Das Verwaltungsgericht Wien schaffte den Gerichtsakt bei und findet sich darin ein Gutachten der Frau Mag. C. vom …, darin heißt es, dass der Beschwerdeführer von 2012 bis 2020 regelmäßig Cannabis geraucht habe, seit August 2021 habe er regelmäßig Crystal Meth konsumiert, ab Frühjahr 2021 habe er regelmäßig Liquid Ecstasy genommen. Beim Beschwerdeführer liege ein Abhängigkeitssyndrom vor. Es liege eine Suchtmittelabhängigkeit und damit die Notwendigkeit einer Behandlung vor.
Es wird also notwendig sein, dass der Amtsarzt überprüft, ob der Beschwerdeführer aufgrund dieser Suchtmittelabhängigkeit überhaupt gesundheitlich zum Lenken eines Kfz geeignet ist oder nicht.
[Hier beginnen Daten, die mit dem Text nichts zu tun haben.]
Issue #47, opened 2016-12-21
Travis builds are skipped based on host os, not TRAVIS_OS_NAME


lparsons:
If a recipe specifies it should be skipped on OSX, and I run `TRAVIS_OS_NAME=linux ./simulate-travis.py --docker --packages quast` I expect that the test will be run on Linux. However, instead, no tests are run:
```
DEBUG bioconda_utils.utils:tobuild(486): BIOCONDA FILTER: not building quast-4.3-boost1.60_0.tar.bz2 because it defines skip for this env
DEBUG bioconda_utils.utils:tobuild(486): BIOCONDA FILTER: not building quast-4.3-boost1.60_0.tar.bz2 because it defines skip for this env
DEBUG bioconda_utils.utils:tobuild(486): BIOCONDA FILTER: not building quast-4.3-boost1.60_0.tar.bz2 because it defines skip for this env
```

If I remove the `# [not osx]` from `meta.yaml` and run the same command, the linux build is attempted.

daler:
My guess is that it's because conda is reading the `# [not osx]`, not bioconda-utils. Bioconda reports what conda tells it, and conda is probably checking something like `os.platform`.

I think the solution would be for bioconda-utils to check the combination of TRAVIS_OS_NAME and whatever mechanism conda uses, and make the decision to skip based on both.

daler:
@lparsons looking more closely at this . . . `conda_build.metadata.MetaData` object only reports *that* a recipe should be skipped given the current environment, not *why*. So from `bioconda-utils` we can't differentiate between a recipe being skipped due to OS or other things like py2 or py3.

So instead, the strategy in #48 is to fool `MetaData` by temporarily overriding `sys.platform`. Can you give #48 a try?

daler:
@lparsons closing for now; please reopen if #48 doesn't work for you.

PR #48, opened 2017-01-03
Address #47

daler:


daler:
Seemed a bit hacky, but hopefully it works!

Wenn dies verneint wird, dann wird die Lenkberechtigung wegen gesundheitlicher Nichteignung zu entziehen sein.
Im vorliegenden Fall ist aber aufgrund des oben angeführten Ausspruches (nach § 44 Abs. 2 StGB) der Beschwerde Folge zu geben und der angefochtene Bescheid zu beheben.
Bei diesem Verfahrensergebnis erübrigt sich ein Ausspruch über den Antrag auf Zuerkennung der aufschiebenden Wirkung.
Die ordentliche Revision war nicht zuzulassen, weil sich keine über die Bedeutung des Einzelfalles hinausgehenden Rechtsfragen stellten.
H i n w e i s
Wird auf die Revision an den Verwaltungsgerichtshof und die Beschwerde an den Verfassungsgerichtshof von den Parteien verzichtet oder nicht binnen zwei Wochen nach Ausfolgung bzw. Zustellung der Niederschrift gemäß § 29 Abs. 2a VwGVG eine Ausfertigung des Erkenntnisses gemäß Abs. 4 von mindestens einem der hiezu Berechtigten beantragt, so kann gemäß § 29 Abs. 5 VwGVG das Erkenntnis in gekürzter Form ausgefertigt werden.
Von keiner zur Revision beim Verwaltungsgerichtshof und zur Beschwerde beim Verfassungsgerichtshof legitimierten Partei wurde binnen zwei Wochen nach Ausfolgung bzw. Zustellung der Niederschrift über die Verhandlung, in der das Erkenntnis verkündet wurde, eine Ausfertigung gemäß § 29 Abs. 4 VwGVG verlangt.
Eine Revision an den Verwaltungsgerichtshof oder eine Beschwerde an den Verfassungsgerichtshof ist nicht mehr zulässig.